Top of Records for this task

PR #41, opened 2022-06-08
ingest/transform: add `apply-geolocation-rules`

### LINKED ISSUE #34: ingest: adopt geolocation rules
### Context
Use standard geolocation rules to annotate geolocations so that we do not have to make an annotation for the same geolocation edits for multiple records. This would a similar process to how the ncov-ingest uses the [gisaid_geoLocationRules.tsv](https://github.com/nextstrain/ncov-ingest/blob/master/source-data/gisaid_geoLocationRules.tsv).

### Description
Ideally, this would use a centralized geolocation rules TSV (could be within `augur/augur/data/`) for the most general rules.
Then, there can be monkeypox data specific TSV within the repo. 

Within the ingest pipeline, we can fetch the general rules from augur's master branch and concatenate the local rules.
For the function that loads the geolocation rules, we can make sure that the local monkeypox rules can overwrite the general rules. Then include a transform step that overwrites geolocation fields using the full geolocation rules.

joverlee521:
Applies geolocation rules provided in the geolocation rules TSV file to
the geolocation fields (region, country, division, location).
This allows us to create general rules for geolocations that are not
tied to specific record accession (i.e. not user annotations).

Bottom of Records for this task

# What needs to be done
As the answer, set down only the lines from the data above between the one holding "Ideally, this would" and the one holding "Within the ingest", inclusive, exactly as they read.

# Task response
Ideally, this would use a centralized geolocation rules TSV (could be within `augur/augur/data/`) for the most general rules.
Then, there can be monkeypox data specific TSV within the repo. 

Within the ingest pipeline, we can fetch the general rules from augur's master branch and concatenate the local rules.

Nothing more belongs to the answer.